SQ3R • One way to help readers improve their metacognitive interaction with a text is to scaffold their reading experience with SQ3R. SQ3R is a strategy in which readers Survey, Question, Read, Recite, and Review a text. • The steps are: • Survey: Preview a selection by reading titles, headings, and other highlighted information. • Question: Turn each title heading caption into a question. • Read: Read to answer these questions. • Recite: Close the text & orally summarize the reading. Then take notes. • Review: Read through notes.
Example Directions: Using SQ3R, survey the following text from the Equality and Social Studies Education handout by reading the headings and titles. Turn each heading into a question. Read the rest of the text and focus on the questions you've formed. After you're done, orally summarize the reading, and jot down some notes about it. These notes can be used for review. Equality and Social Studies Education Teaching civic duty and cultural understanding The NCSS Curriculum Standards website (n.d.) emphasizes the civic duty component of Social Studies classrooms. Teachers are encouraged to teach a particular value system to students that is "central to our way of life and view of the common good" (¶ 32), and that emphasizes "fundamental rights as the right to life, liberty, individual dignity, equality of opportunity, justice, privacy, security, and ownership of private property" (¶ 32) as well as "the basic freedoms of worship, thought, conscience, expression, inquiry, assembly, and participation in the political process" (¶ 32). But equally important to instilling one particular set of values in students is to instill the somewhat contradictory notion that other cultures have entirely different ways of life and views of the common good.

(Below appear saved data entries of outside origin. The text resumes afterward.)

PR #110, opened 2021-05-05
Replaces test registry container with in-process instance

micahyoung:
### Overview
This re-works the registry helper to remove registry containers entirely and instead run and in-process `ggcr/registry` in a background go proc within the test process itself, still allowing tests to write blobs and manifests which are stored in memory. Like before this still uses random ports and HTTP Basic Auth for writing but allows unauthenticated read-only requests.

The motivation was to simplify the registry model to avoid the recent  Docker Desktop networking [regressions](https://github.com/docker/for-mac/issues?q=is%3Aissue+is%3Aopen+network+%22host%22+), particularly for `--network=host`. This also makes the tests roughly 15% faster.

This branch is working for lifecycle too (see [draft PR](https://github.com/buildpacks/lifecycle/pull/607)) on GHA, even with complex tests like analyzer acceptance which use `--network=host`. But like `lifecycle/main`, though, that PR branch won't pass on a MacOS Docker Desktop 3.3.x without an `insecure-registries` entry (though with this change, the entry can now be more broad, like `192.168.0.0/16` instead of `192.168.1.100/32`).

### From commit
- Simplifies and speeds up helper registry initialization
- Uses ggcr/registry (runs in test process, in-memory storage)
- Change remote.Delete test since ggcr/registry does not delete :latest tag when underlying image digest is deleted


remote/remote_test.go
```diff
@@ -1470,10 +1470,15 @@ func testImage(t *testing.T, when spec.G, it spec.S) {
...
+				h.AssertNil(t, err)
+
+				repoID := identifier.String()
+
 				img, err = remote.NewImage(
-					repoName,
+					repoID,
 					authn.DefaultKeychain,
-					remote.FromBaseImage(repoName),
+					remote.FromBaseImage(repoID),
```
micahyoung, line 1481: Without this change, this test was failing saying that after deletion, the image was still present. My assumption is that `ggcr/registry` treats deletions differently that `docker-distribution`. 

I think `remote.Image.Delete()` deletes by the identifier but `remote.Image.Found()` checks by tag and `docker-distribution` cleans up "hanging" tags whereas `ggcr/registry` does not.

That's just my assumption, I'd like to hear other ideas or suggestions.

remote/remote_test.go
```diff
@@ -1491,7 +1496,7 @@ func testImage(t *testing.T, when spec.G, it spec.S) {
 				h.AssertNil(t, err)
 
 				h.AssertEq(t, img.Found(), false)
-				h.AssertError(t, img.Delete(), "MANIFEST_UNKNOWN")
+				h.AssertError(t, img.Delete(), "NAME_UNKNOWN")
```
jabrown85, line 1499: These are explicitly different errors [here](https://github.com/google/go-containerregistry/blob/83f4080544c8578ec02b937c2a0a4dc07198916d/pkg/registry/manifest.go#L96-L111). The `NAME_UNKNOWN` is if the entire repo doesn't exist, whereas `MANIFEST_UNKNOWN` means a specific manifest under that repo is missing.

It seems weird the entire repo is gone after we delete...

tools/Dockerfile.windows
```diff
@@ -0,0 +1,36 @@
+ARG image_tag
```
jabrown85, line 1: Unrelated?

Makefile
```diff
@@ -2,6 +2,8 @@
 GOCMD?=go
 GO_VERSION=$(shell go list -m -f "{{.GoVersion}}")
 PACKAGE_BASE=github.com/buildpacks/imgutil
+WINDOWS_COMPILATION_IMAGE?=golang:1.15-windowsservercore-1809
```
jabrown85, line 5: Unrelated?

Makefile
```diff
@@ -40,3 +42,14 @@ endif
 
 test: layer/bcdhive_generated.go format lint
 	$(GOCMD) test -parallel=1 -count=1 -v ./...
+
+# Ensure workdir is clean and build image from .git
+docker-build-source-image-windows:
```
jabrown85, line 47: Unrelated?

micahyoung: Oops, totally forgot to to cover this. I'll separate this out into a different PR.

remote/remote_test.go
micahyoung: Ah, interesting. I assumed this was just something different about `ggcr/registry`'s cleanup mechanisms but perhaps it's a bug in `Delete` that `docker-distribution` was covering up. I'll see if I can set up some test scenarios to figure out what's going on.

Makefile
micahyoung: Reverted for now, I'll bring it back separately.

remote/remote_test.go
micahyoung: This ends up being consistent with `gcr.io` behavior. Using a ref like,`gcr.io/dotnet-build-gcp/notarepo:latest`, where `dotnet-build-gcp` is a project but `notarepo:latest` doesn't exist and doing something like:
```go
image, err := remote.NewImage("gcr.io/dotnet-build-gcp/notarepo:latest", authn.DefaultKeychain)
image.Delete() // returns `NAME_UNKNOWN`
```

Output:
```
2021/05/07 07:25:29 DELETE https://gcr.io/v2/dotnet-build-gcp/neverthere/manifests/sha256:03cbce912ef1a8a658f73c660ab9c539d67188622f00b15c4f15b89b884f0e10: NAME_UNKNOWN: Failed to compute blob liveness for manifest: 'sha256:03cbce912ef1a8a658f73c660ab9c539d67188622f00b15c4f15b89b884f0e10'
exit status 1
```

testhelpers/docker_registry.go
```diff
@@ -64,143 +59,82 @@ func NewDockerRegistry(ops ...RegistryOption) *DockerRegistry {
 	return registry
 }
 
-func (r *DockerRegistry) Start(t *testing.T) {
-	t.Helper()
-
-	r.Host = DockerHostname(t)
-
-	t.Logf("run registry on %s", r.Host)
+func BasicAuth(handler http.Handler, username, password, realm string) http.Handler {
```
natalieparellano, line 62: Do this and `ReadOnly` need to be public?

testhelpers/docker_registry.go
```diff
@@ -64,143 +59,82 @@ func NewDockerRegistry(ops ...RegistryOption) *DockerRegistry {
...
+	return http.HandlerFunc(func(w http.ResponseWriter, r *http.Request) {
+		user, pass, ok := r.BasicAuth()
 
-	PullIfMissing(t, DockerCli(t), registryImageName)
+		if !ok || user != username || pass != password {
+			w.Header().Set("WWW-Authenticate", `Basic realm="`+realm+`"`)
+			w.WriteHeader(401)
+			_, _ = w.Write([]byte("Unauthorised.\n"))
```
natalieparellano, line 69:
```suggestion
			_, _ = w.Write([]byte("Unauthorized.\n"))
```

natalieparellano: LOL

testhelpers/docker_registry.go
```diff
@@ -64,143 +59,82 @@ func NewDockerRegistry(ops ...RegistryOption) *DockerRegistry {
...
-		if info.OSType == "windows" {
-			containerUser = "ContainerAdministrator" //required for volume permissions
-			storageBindPath = "c:/registry-storage"
-		}
+	r.Host = DockerHostname(t)
 
-		volumeBinds = append(volumeBinds, fmt.Sprintf("%s:%s", r.volumeName, storageBindPath))
+	// create registry handler, if not re-using a shared one
+	if r.regHandler == nil {
+		// change to os.Stderr for verbose output
```
natalieparellano, line 96: Is this a thing? Do we give this knob to the consumer?

testhelpers/docker_registry.go
```diff
@@ -4,42 +4,37 @@ import (
...
-var registryImageName = "micahyoung/registry:latest"
-
 type RegistryOption func(registry *DockerRegistry)
 
-//WithSharedStorageVolume allows two instances to share the same data volume.
+//WithSharedHandler allows two instances to share the same data by re-using the registry handler.
 //Use an authenticated registry to write to a read-only unauthenticated registry.
-//Volumes that don't exist will be created, then removed on Stop().
-func WithSharedStorageVolume(volumeName string) RegistryOption {
+func WithSharedHandler(handler http.Handler) RegistryOption {
```
natalieparellano, line 35: While we're here I wonder if it would make sense to rename `WithAuth` to `WithDockerConfig`. For some reason I find this easier to understand but maybe it's just me!

natalieparellano: Actually I realized that then this would read `ih.NewDockerRegistry(ih.WithDockerConfig(dockerConfigDir), ih.WithSharedHandler(sharedRegHandler))` and the extra docker might be redundant. I don't know... I'm just speaking aloud here as I'm trying to remember how this code works.

natalieparellano (approved):

natalieparellano:
Added a couple of comments but overall this looks great! I'm very excited about these improvements!

@jabrown85 do you want to take another look?

testhelpers/docker_registry.go
micahyoung: I was on the fence but since there's no auth built-into `ggcr/registry`, it could be useful to expose these. Also because this `imgutil` helper will be external to `lifecycle` and would need to be changed and bump to add functionality, leaving these public could make it easier to make a workaround while a change is being contributed into `imgutil`.

That is just hypothetical though, so if we'd rather make them private, that's fine with me.

testhelpers/docker_registry.go
micahyoung: `regHandler` would only have been set by `WithSharedHandler`: https://github.com/buildpacks/imgutil/pull/110/files/f4c144df5e3abddb910e47e17b95b64bf82c7af4#diff-66c9268014342d51b1c5446732d8eb82958f0f8c1c04e7199033662cabd8a35cR37

testhelpers/docker_registry.go
micahyoung: I feel like `WithDockerConfig` might miss that the new randomly generated username and password are also created (which later are used to branch on whether to be read-only or not). Perhaps `WithAuthAndConfig` or something?

testhelpers/docker_registry.go
natalieparellano: Makes sense! I'm happy to leave it as is.

jabrown85 (approved):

Students’ multiple identities The NCSS website emphasizes that students should closely examine these values and come to their own understanding about their place in different cultures, especially regarding the concept of equality. The goal of the Social Studies curriculum is to build students' identities beyond simply that of a citizen of one nation, emphasizing their multiple roles as "members of groups, communities, societies, and nations—that is, as part of a dynamic world community" (NCSS website, ¶ 21), and to "help each learner construct a blend of personal, academic, pluralist, and global views of the human condition" (NCSS website, ¶ 21).
Summary • Comprehension monitoring describes a reader's cognitive and metacognitive strategies for understanding texts. • Metacognitive evaluation calls upon cognitive strategies such as monitoring strategies and control strategies to aid in rebuilding comprehension.
References • Best, R. M., McNamara, D. S., Ozuru, Y., & Rowe, M. (2005). Deep-level comprehension of science texts: The role of the reader and the text. Topics in Language Disorders, 25, 65-83. • Hacker, D. J. (2004). Self-regulated comprehension during normal reading. In Ruddell, R.B. & Unrau, N.J. (Eds.), Theoretical Models and Processes of Reading (5th Edition) (pp. 755-779). Newark, DE: International Reading Association. • Ruddell, R. B. (2006). Teaching children to read and write. Boston: Pearson Education.